Start out 1185 BC, 82.727 pmC
82.727 * 90.955 / 100 = 75.244 pmC
75.244 + 17.272 = 92.516 pmC
This 92.516 pmC back in 382 or 383 AD would undergo a decay of 90.955 % giving:
92.516 * 90.955 / 100 = 84.148
We would be dating that as 84.148 pmC = 1450 years old, 1950 - 1450 = 500 AD ... 117 to 118 years too recent. But Minze Stuiver (see previous parts!) say that the carbon age for 380 AD is 1950 - 1700 = 250 AD.
Then, second half, the
92.516 * 90.955 / 100 = 84.148 pmC
84.148 + 17.272 = 101.42 pmC
in 1950, except that CO2 emissions diluted that. But less than expected.
II B
Start out 1185 BC with 82.727 pmC
Get to 383 AD with y ... which is such that with double the halflife we get to a date that is 1700 carbon years old or a sample with 81.412 pmC.
y * 90.955 / 100 = 81.412 pmC
y = 81.412 pmC / 90.955 * 100
y = 89.508 pmC
So, in order to get to 89.508 instead of to 92.516 pmC, we have to add ...
92.516 - 89.508 = 3.008
17.272 - 3.008 = 14.264 pmC
... we have to add 14.264 pmC. This means, the added production is 14.264 instead of 17.272 pmC.
14.264 / 17.272 = 0.826 times as fast.
Then ...
383 AD with 89.508 pmC
89.508 pmC * 90.955 / 100 = 81.412 pmC
81.412 + 17.272 = 98.684 pmC
81.412 + 14.264 = 95.676 pmC
And the actual level in 1950 is between these, 97.61 pmC (analysis of Minze Stuiver*) . No accounting for the diluting effect.
III
Now, let's compare the production coefficients between Flood and Fall of Troy for A) halflife 5730 years (as normally presumed) and for B) halflife 11460 years (as I am discussing here).
III A
2957 BC 1185 BC
1.4 pmC 100 pmC
2957 - 1185 = 1772 years
Normal production 1772 years = 100 pmC - 80.706 % = 19.294 pmC
Production those 1772 years
1.4 pmC * 80.706 / 100 = 1.13 pmC
100 - 1.13 = 98.87 pmC
98.87 pmC / 19.294 pmC = 5.124 as fast.
III B
A sample from 2957 BC normally in 1950 has 2957+1950 = 4907 => 55.234 % of original level.
1.4 pmC * 55.234 / 100 = 0.773 pmC
Now, assume we get the 0.773 pmC from an original z with instead halflife 11460 ...

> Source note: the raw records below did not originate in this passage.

PR #59, opened 2021-11-07
Add temporary option for Guoba swirl onto Sucrose E

Tsym-or-Tysm:


Tsym-or-Tysm:
Un-needed with the refactor.

srliao:
implementation added in #122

4907 / 2 = 2453.5 => 74.32 %
z * 74.32 / 100 = 0.773
z = 0.773 / 74.32 * 100 = 1.04 pmC
Now, how would we get from 1.04 pmC at Flood to 82.727 pmC at Fall of Troy?

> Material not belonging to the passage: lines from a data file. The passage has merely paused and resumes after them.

PR #72, opened 2021-11-24
Add Husk of Opulent Dreams and Cinnabar Spindle

Tsym-or-Tysm:


internal/artifacts/huskofopulentdreams/huskofopulentdreams.go
```diff
@@ -0,0 +1,128 @@
...
+
+				lastStackGain = s.F
+
+				c.AddTask(gainStackOfffield(src), "husk-4pc-off-field-gain", 180)
+				c.AddTask(checkStackLoss, "husk-4pc-stack-loss-check", 360)
+			}
+		}
+
+		// Initiate off-field stacking if off-field at start of the sim
+		if s.ActiveChar != c.CharIndex() {
```
srliao, line 73: should be in an initialize event similar to this: https://github.com/genshinsim/gcsim/blob/eba053dec6d55ce604f12f9b0c0061f0f552d2b9/internal/weapons/claymore/spine/spine.go#L19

Decay 1772 / 2 = 886 => 89.837 %
1.04 pmC * 89.837 / 100 = 0.935 pmC
82.727 - 0.935 = 81.792 pmC
81.792 pmC / 19.294 pmC = 4.239 times as fast.
Conclusions:
- assuming a halflife of 11460 years and a C14 level still rising will not make the production at present exceed normal so much as to counterbalance the diluting influence presumed by CO2 emissions if entirely fossil;
- it will make the rise from Flood level to Troy level somewhat less radical, 4.239 rather than 5.124 times the normal production;
- it could arguably be disproven by, 72 years after 1950, showing samples from then preserved to now have 99.133 % and not 99.565 % of the original level**, as ascertained back then from comparable samples. The former being the decay for 72 years, the latter for 36 years as per assuming twice the length of the halflife.
Hans Georg Lundahl
Paris
St. John Bosco
31.I.2022
* Minze Stuiver and Bernd Becker, sorry!
** Note, I said of original level, not of 100 pmC, since the general carbon level in 1950 was not 100 pmC pre-industrial levels.